After the fight, Timmy was kidnapped by the Creed. To affect his rescue, Pitt teamed up with Axiom – a New York-based superhero group. Pitt's half brother Wroth was working with Professor Holdsworth, the leader of Axiom. Holdsworth wanted the power in Timmy, and Wroth wanted Pitt. Their plan was foiled, however. Holdsworth's fate was not revealed but Wroth escaped [6-8]. He returned later and was defeated by Zoyvod who had taken over Pitt's body for a short while.
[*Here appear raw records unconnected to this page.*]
Issue #3239, opened 2024-11-26
RegexFilter auto-boxing of Boolean useRawMsg can lead to NPE


JWT007:
In RegexFilter.Builder (2.24.1) the PluginAttribute for `useRawMsg` is a `Boolean` default `null`.

```
@PluginFactory
public static RegexFilter createFilter(
        // @formatter:off
        @PluginAttribute("regex") final String regex,
        @PluginElement("PatternFlags") final String[] patternFlags,
        @PluginAttribute("useRawMsg") final Boolean useRawMsg,
        @PluginAttribute("onMatch") final Result match,
        @PluginAttribute("onMismatch") final Result mismatch)
        // @formatter:on
        throws IllegalArgumentException, IllegalAccessException {
    if (regex == null) {
        LOGGER.error("A regular expression must be provided for RegexFilter");
        return null;
    }
    return new RegexFilter(useRawMsg, Pattern.compile(regex, toPatternFlags(patternFlags)), match, mismatch);
}
```

The `RegexFilter` constructor expects a boolean primitive.

```
private RegexFilter(final boolean raw, final Pattern pattern, final Result onMatch, final Result onMismatch) {
    super(onMatch, onMismatch);
    this.pattern = pattern;
    this.useRawMessage = raw;
}
```

I believe, if the `useRawMsg` attribute is not set (undefined/null), auto-boxing from `Boolean` to `boolean` will cause/throw a NPE which is not caught and the builder will not return `null` as it *should*? 

Also, the 'regex' attribute should probably be defined as @Required for the `isValid()` builder-functionality to work correctly.

jaykataria1111:
@ppkarwasz , please assign this to me.

jaykataria1111:
@ppkarwasz just raised a fix for this, it was a one line change, so i did not discuss before, assuming the default value is false because that is the case for primitive types.

PR #3265, opened 2024-12-03
Fix(#3239) NPE, for RegexFilter creator.

jaykataria1111:
fix for #3239 

## Checklist

### DIFF
--- a/log4j-core/src/main/java/org/apache/logging/log4j/core/filter/RegexFilter.java
+++ b/log4j-core/src/main/java/org/apache/logging/log4j/core/filter/RegexFilter.java
@@ -148,7 +148,8 @@ public final class RegexFilter extends AbstractFilter {
             LOGGER.error("A regular expression must be provided for RegexFilter");
             return null;
         }
-        return new RegexFilter(useRawMsg, Pattern.compile(regex, toPatternFlags(patternFlags)), match, mismatch);
+        return new RegexFilter(
+                Boolean.TRUE.equals(useRawMsg), Pattern.compile(regex, toPatternFlags(patternFlags)), match, mismatch);
     }
 
     private static int toPatternFlags(final String[] patternFlags)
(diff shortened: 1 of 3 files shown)


jvz (approved):

log4j-core/src/main/java/org/apache/logging/log4j/core/filter/RegexFilter.java
```diff
@@ -148,7 +148,8 @@ public static RegexFilter createFilter(
             LOGGER.error("A regular expression must be provided for RegexFilter");
             return null;
         }
-        return new RegexFilter(useRawMsg, Pattern.compile(regex, toPatternFlags(patternFlags)), match, mismatch);
+        return new RegexFilter(
+                useRawMsg != null && useRawMsg, Pattern.compile(regex, toPatternFlags(patternFlags)), match, mismatch);
```
ppkarwasz, line 152: _Nit_: Maybe comparing `useRawMsg` to `Boolean.TRUE` might be simpler to read:
```suggestion
        return new RegexFilter(
                Boolean.TRUE.equals(useRawMsg), Pattern.compile(regex, toPatternFlags(patternFlags)), match, mismatch);
```

ppkarwasz (commented):
@jaykataria1111,

Can you add a unit test to see if `createFilter` does not throw with all parameters (except `regex`) equal to `null`?

log4j-core/src/main/java/org/apache/logging/log4j/core/filter/RegexFilter.java
jaykataria1111: +1, yeah I like the suggestion, let us do that!

jaykataria1111:
@ppkarwasz added the test, and updated the code :)

jaykataria1111:
@ppkarwasz , this one is still open I will rebase this just for tracking purposes, I do not recall any action items on this would you remember?

jaykataria1111:
@ppkarwasz I have rebased the commit, let me know if anything else is needed on this or we can close this out. Thanks for this!

jaykataria1111:
@ppkarwasz posted an update .

ppkarwasz:
Thanks for your contribution!

Issue #1867, opened 2023-10-18
[MS30] Fix API compatibility issues


ppkarwasz:
Since we had to abandon the [Revapi Maven Plugin](https://revapi.org/revapi-site/main/index.html) around version 2.17.2 due to incompatibilities with other Maven plugins, we do not have a way to automatically check for breaking API changes.

We need to introduce other tools to guarantee a stable API.

Possible candidates:

- [japicmp](https://siom79.github.io/japicmp/),
- [`bnd-baseline-maven-plugin`](https://github.com/bndtools/bnd/tree/master/maven-plugins/bnd-baseline-maven-plugin).

garydgregory:
What about japicmp?

ppkarwasz:
> What about japicmp?

I added a list of candidates to the initial comment that we will evaluate in due time.

In version `2.21.0` I gave `bnd-baseline-maven-plugin` a test run. I am quite satisfied with the results. Also the two feature requests I submitted (bndtools/bnd#5792 and bndtools/bnd#5808) were granted in a very prompt manner. For the definitive decision we should probably also considerate the community that stands behind the tool.

ppkarwasz:
Over the past year the BND Baseline plugin prevented breaking API changes many times, e.g.:

- fe92961737ed3423763df6219e892b2d1a3ad49b
- 9f576e137b569b600cd086dd7522bc879bf16ff7
- f0e82d15e7f718059ecb4207c6f63396e3fb7421
- 9565d4b301f6ea4e422a1f3af1a661566b3dec20
- b8cb35fbb88baccdbde36f157a5ef737f2d6ed22

The only currently known limitation of the BND Baseline check is the case of the multi-release modules (`log4j-api-java9` and `log4j-core-java9`), because only their Java 9 equivalents are tested for API compatibility. We briefly explored the idea of using BND's multi-release support (cf. apache/logging-parent#93), but we decided to disable it (cf. apache/logging-parent#96), since it introduces a lot of complexity to the built artifacts.
I believe that commits like 945cbc886b9f78abdfa4e478babf242c5f7be199 should be enough for our use case.

ppkarwasz:
I tried `japicmp` and it can be useful to compare two already published JARs (I used this in #3339).
Otherwise it does not seem to offer anything that the BND Baseline plugin does not offer and BND seems to be maintained by a larger group of developers.
I would stick with BND.

PR #3339, opened 2024-12-29
Document all API changes in `log4j-api`

ppkarwasz:
This PR uses [japicmp](https://siom79.github.io/japicmp/) to compare all 53 stable 2.x releases and document the changes in the public API of the `log4j-api` artifact.
The basic invocation of `japicmp` is:

```
java -jar japicmp.jar \
  --old-classpath org.osgi.core.jar -o log4j-api-<old_version>.jar \
  --new-classpath org.osgi.core.jar -n log4j-api-<new_version>.jar \
  -m
```

The resulting report was used to create or fix Javadoc `@since` tags.

Part of #1867

### DIFF
--- a/log4j-api/src/main/java/org/apache/logging/log4j/Logger.java
+++ b/log4j-api/src/main/java/org/apache/logging/log4j/Logger.java
@@ -142,6 +142,7 @@ public interface Logger {
      *
      * @param marker the marker data specific to this log statement
      * @param message the message CharSequence to log.
+     * @since 2.6
      */
     void debug(Marker marker, CharSequence message);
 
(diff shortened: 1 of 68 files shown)


vy (approved):
Great job @ppkarwasz! :100:

log4j-api/src/main/java/org/apache/logging/log4j/Logger.java
```diff
@@ -675,7 +699,7 @@ void debug(
     /**
      * Logs entry to a method. Used when the method in question has no parameters or when the parameters should not be
      * logged.
-     * @deprecated Use {@link #traceEntry()} instead which performs the same function.
+     * @deprecated :uUse {@link #traceEntry()} instead which performs the same function.
```
ppkarwasz, line 702: That is what happens if you switch too often from IDEA to Vim. :wink:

Due to the war between the Creed and the Cenobite, Pitt would have been attacked by the Cenobite, had they found him on Earth. The Cenobite Eurial therefore hid him in an alternate dimension known as Shimmerspace until they were gone. There, Pitt met Jereb again. While in Shimmerspace, Jereb could see all time at once: past, present, and future. He told Pitt some of the things that would happen to him. Pitt was only in Shimmerspace very shortly but when he came out, five years had passed on Earth.

While Pitt had been in Shimmerspace, an organization bent on world domination known as the ThinkTank had created Pitt clones – one of which was sent to steal some alien artifacts from a military installation. For this, the U.S. Army sent both troops and their best officer Captain Curtis to kill Pitt. They only succeeded in killing Captain Curtis and the US soldiers, and Pitt went to the White House where he killed Bill Clinton's double on the lawn. Pitt somehow found out about the ThinkTank being behind it all and went to the Crossbow Technologies building where he killed their leaders, the Guileys.

==Powers==
Pitt has vast super strength, he uses pain as a stimulant; and can leap 10 km in one bound. He also has razor sharp claws that tear through most, possibly all substances. Pitt has high durability, being able to survive attacks that would kill or disable superhuman beings with relative ease; and can heal near fatal wounds very quickly. He has limited psychic powers (mind reading), and uses his opponents' aggression to lock-on to his enemies.